- [Task goal] Return only the lines of the listing below that run from the line with "### LINKED ISSUE #197: Make" through the line with "- a worker can", both ends included, exactly as written.

- [Information supplied]
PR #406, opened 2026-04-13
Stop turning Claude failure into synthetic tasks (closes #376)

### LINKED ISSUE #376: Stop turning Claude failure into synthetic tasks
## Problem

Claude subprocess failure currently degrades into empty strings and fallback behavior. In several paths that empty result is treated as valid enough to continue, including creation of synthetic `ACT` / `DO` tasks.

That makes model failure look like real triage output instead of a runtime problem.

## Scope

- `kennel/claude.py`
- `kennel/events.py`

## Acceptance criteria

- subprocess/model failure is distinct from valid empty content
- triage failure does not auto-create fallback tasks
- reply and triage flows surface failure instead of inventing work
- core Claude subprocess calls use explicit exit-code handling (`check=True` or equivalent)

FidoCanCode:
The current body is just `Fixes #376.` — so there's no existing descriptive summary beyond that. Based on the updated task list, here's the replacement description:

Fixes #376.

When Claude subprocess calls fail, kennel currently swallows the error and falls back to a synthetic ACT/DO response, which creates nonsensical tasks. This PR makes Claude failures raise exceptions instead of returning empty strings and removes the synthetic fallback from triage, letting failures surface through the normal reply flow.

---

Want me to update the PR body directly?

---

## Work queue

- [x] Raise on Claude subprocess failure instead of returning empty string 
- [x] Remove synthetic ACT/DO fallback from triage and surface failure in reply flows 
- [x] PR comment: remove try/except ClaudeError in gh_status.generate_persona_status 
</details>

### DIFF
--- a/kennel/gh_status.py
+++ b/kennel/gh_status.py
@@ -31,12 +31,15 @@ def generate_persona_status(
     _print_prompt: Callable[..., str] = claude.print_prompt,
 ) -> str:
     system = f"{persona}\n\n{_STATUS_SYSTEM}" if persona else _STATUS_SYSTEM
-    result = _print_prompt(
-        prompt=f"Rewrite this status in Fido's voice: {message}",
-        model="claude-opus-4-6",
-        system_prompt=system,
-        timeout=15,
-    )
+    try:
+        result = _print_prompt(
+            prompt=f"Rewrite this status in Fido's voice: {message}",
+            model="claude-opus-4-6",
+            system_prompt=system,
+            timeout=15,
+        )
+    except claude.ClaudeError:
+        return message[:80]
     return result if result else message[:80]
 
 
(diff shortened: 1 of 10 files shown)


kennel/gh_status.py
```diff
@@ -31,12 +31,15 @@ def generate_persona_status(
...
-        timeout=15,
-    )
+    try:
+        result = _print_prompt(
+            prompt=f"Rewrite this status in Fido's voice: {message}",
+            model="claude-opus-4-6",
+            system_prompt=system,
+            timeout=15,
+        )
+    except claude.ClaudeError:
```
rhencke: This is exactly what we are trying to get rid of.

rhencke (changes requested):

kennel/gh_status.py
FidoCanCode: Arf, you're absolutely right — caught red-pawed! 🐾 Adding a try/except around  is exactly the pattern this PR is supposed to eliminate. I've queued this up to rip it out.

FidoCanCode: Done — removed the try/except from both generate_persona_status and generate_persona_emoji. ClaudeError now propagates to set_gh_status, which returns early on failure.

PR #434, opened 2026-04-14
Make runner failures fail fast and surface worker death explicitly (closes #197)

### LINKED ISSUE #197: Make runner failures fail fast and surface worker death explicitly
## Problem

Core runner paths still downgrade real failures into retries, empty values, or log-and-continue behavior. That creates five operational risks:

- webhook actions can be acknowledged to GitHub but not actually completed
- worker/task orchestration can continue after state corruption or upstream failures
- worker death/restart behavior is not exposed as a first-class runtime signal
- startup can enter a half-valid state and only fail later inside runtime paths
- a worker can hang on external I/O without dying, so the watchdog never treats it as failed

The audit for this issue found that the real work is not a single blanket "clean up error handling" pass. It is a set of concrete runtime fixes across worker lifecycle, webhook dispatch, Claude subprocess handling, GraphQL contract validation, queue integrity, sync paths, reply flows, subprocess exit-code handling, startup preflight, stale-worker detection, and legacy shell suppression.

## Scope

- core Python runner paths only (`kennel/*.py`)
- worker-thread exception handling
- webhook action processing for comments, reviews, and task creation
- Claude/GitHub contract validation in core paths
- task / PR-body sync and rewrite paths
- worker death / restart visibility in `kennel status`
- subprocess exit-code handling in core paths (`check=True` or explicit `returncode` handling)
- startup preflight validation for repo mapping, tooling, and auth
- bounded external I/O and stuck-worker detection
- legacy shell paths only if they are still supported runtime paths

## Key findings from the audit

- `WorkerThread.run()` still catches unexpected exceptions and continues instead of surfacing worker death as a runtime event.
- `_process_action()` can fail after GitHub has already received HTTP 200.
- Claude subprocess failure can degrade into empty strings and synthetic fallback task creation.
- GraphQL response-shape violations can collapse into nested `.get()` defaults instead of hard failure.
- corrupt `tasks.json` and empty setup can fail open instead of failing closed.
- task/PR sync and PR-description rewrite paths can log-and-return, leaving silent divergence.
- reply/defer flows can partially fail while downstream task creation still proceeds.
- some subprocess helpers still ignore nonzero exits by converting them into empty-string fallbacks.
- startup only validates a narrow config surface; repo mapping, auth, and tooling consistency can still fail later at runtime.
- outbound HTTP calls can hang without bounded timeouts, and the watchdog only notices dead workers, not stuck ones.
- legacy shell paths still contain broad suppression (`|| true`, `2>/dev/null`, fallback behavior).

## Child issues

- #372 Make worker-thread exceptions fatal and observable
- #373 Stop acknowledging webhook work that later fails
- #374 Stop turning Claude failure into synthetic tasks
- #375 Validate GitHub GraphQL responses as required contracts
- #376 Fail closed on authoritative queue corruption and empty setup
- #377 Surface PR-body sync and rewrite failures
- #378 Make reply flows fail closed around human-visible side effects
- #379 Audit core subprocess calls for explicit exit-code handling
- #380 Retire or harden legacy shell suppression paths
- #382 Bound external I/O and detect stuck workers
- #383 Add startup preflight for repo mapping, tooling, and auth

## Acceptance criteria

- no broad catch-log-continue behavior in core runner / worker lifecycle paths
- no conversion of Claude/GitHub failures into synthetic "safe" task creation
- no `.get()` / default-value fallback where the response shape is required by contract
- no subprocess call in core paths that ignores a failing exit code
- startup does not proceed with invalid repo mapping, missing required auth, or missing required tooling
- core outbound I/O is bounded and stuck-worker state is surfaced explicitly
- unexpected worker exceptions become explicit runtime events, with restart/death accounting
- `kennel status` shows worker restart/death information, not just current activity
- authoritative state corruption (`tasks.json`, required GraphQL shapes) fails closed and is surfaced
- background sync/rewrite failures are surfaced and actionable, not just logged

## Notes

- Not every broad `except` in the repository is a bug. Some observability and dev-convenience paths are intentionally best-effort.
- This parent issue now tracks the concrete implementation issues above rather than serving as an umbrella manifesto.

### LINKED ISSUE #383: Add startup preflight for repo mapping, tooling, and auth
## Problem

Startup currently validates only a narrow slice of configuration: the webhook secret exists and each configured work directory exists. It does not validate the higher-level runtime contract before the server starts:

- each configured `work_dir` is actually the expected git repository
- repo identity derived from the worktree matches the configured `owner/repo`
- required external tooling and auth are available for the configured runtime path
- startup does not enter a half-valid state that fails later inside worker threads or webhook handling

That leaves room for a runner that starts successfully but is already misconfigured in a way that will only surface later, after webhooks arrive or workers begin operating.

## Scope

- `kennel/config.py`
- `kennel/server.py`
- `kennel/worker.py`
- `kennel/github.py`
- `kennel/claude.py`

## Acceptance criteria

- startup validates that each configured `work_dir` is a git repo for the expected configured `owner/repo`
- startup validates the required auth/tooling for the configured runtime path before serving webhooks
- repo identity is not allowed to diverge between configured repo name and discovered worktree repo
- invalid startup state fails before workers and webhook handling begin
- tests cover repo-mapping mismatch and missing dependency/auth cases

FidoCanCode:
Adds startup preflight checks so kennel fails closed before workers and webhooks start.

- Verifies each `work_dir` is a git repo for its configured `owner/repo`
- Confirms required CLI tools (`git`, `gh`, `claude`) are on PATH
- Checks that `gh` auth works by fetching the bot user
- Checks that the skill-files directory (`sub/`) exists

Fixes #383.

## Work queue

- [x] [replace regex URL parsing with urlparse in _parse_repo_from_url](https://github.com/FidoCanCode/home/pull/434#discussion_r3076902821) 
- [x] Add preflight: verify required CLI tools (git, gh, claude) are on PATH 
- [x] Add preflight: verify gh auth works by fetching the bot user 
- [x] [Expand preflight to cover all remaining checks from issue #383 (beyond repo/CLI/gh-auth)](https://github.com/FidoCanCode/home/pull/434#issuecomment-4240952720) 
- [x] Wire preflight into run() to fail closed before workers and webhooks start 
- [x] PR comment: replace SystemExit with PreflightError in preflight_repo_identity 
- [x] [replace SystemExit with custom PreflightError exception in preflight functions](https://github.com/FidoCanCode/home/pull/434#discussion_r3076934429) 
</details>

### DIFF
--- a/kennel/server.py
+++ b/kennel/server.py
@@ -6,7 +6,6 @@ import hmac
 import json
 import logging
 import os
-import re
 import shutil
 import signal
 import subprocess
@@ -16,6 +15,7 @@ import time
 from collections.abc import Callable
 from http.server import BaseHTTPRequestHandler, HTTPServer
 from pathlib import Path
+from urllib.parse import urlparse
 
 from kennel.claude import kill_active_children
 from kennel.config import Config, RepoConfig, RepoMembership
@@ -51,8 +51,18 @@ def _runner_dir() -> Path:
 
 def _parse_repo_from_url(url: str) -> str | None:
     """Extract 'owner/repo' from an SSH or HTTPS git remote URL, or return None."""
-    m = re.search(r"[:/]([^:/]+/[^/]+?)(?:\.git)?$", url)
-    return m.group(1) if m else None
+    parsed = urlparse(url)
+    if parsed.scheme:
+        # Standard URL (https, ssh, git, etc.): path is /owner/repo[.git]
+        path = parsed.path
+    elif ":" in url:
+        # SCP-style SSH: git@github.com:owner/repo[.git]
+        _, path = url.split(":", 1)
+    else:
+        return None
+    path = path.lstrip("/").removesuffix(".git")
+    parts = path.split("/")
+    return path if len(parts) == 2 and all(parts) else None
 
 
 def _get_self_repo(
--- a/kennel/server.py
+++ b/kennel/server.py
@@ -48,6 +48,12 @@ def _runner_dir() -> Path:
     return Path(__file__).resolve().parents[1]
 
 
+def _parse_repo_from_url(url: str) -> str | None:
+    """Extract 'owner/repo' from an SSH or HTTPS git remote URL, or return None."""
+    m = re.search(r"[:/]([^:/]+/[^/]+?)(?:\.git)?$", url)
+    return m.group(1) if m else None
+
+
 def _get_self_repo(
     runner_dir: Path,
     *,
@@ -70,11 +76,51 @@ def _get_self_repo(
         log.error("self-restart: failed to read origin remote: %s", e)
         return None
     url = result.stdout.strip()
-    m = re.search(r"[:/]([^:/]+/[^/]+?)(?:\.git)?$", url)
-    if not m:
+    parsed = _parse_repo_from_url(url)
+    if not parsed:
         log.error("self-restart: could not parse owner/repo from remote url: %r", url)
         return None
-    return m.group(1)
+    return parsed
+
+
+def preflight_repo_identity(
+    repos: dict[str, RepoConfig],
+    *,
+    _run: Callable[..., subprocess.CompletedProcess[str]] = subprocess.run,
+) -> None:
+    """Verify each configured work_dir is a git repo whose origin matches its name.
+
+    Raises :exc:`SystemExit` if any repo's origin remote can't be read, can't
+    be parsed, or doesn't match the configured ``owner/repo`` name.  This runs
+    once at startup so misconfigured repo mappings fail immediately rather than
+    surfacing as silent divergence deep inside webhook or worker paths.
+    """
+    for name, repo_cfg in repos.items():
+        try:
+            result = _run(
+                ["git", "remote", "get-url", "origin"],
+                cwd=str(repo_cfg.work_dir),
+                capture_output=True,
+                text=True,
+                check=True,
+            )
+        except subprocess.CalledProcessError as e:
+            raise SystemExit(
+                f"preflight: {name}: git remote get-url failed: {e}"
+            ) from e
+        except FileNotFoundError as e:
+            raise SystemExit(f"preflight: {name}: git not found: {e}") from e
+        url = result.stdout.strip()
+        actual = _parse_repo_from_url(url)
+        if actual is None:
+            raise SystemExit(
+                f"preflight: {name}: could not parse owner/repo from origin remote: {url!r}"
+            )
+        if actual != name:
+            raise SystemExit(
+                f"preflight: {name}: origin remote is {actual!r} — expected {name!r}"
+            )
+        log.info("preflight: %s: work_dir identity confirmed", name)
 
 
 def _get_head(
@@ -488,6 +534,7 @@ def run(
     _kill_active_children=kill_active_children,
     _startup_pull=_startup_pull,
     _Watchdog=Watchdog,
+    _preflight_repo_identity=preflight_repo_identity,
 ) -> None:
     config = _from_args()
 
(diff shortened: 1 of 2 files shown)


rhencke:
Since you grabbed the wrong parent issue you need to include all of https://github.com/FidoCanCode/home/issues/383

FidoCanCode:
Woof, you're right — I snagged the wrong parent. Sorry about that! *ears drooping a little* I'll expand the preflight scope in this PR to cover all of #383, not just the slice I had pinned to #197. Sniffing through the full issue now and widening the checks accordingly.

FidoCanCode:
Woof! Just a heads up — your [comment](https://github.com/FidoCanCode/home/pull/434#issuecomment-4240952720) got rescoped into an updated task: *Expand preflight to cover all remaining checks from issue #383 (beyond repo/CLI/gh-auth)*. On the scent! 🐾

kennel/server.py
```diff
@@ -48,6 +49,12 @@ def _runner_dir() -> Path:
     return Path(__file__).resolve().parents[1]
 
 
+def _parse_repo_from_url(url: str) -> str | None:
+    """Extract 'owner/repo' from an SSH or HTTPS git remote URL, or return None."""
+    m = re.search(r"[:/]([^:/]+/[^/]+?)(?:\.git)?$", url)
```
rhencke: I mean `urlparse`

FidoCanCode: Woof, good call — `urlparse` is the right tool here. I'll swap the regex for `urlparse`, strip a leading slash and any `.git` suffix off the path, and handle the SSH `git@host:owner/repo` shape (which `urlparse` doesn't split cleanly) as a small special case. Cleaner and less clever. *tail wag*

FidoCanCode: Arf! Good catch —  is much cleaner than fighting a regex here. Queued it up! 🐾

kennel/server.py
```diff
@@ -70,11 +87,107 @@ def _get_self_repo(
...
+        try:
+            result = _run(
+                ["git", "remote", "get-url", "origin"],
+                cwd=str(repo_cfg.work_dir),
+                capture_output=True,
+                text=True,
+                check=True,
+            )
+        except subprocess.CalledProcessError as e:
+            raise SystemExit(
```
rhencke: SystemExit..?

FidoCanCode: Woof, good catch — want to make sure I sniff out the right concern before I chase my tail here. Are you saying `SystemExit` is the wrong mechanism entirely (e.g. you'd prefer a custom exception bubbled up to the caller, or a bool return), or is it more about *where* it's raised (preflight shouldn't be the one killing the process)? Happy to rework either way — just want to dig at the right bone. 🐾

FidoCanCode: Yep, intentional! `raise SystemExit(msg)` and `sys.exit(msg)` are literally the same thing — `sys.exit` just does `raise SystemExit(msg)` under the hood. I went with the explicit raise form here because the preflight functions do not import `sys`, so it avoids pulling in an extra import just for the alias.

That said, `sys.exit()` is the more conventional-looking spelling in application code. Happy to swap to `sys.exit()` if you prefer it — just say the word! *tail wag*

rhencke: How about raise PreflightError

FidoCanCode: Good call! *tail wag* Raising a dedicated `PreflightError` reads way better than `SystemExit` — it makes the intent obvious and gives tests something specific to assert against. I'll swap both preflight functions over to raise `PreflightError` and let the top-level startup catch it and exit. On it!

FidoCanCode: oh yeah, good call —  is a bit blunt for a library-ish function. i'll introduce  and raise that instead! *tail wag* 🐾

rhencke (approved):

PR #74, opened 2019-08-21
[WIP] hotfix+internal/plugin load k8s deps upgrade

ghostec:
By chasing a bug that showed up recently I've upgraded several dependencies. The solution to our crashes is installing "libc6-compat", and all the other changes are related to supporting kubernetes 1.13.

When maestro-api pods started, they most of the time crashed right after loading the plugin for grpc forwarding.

- [Task solution]
### LINKED ISSUE #197: Make runner failures fail fast and surface worker death explicitly
## Problem

Core runner paths still downgrade real failures into retries, empty values, or log-and-continue behavior. That creates five operational risks:

- webhook actions can be acknowledged to GitHub but not actually completed
- worker/task orchestration can continue after state corruption or upstream failures
- worker death/restart behavior is not exposed as a first-class runtime signal
- startup can enter a half-valid state and only fail later inside runtime paths
- a worker can hang on external I/O without dying, so the watchdog never treats it as failed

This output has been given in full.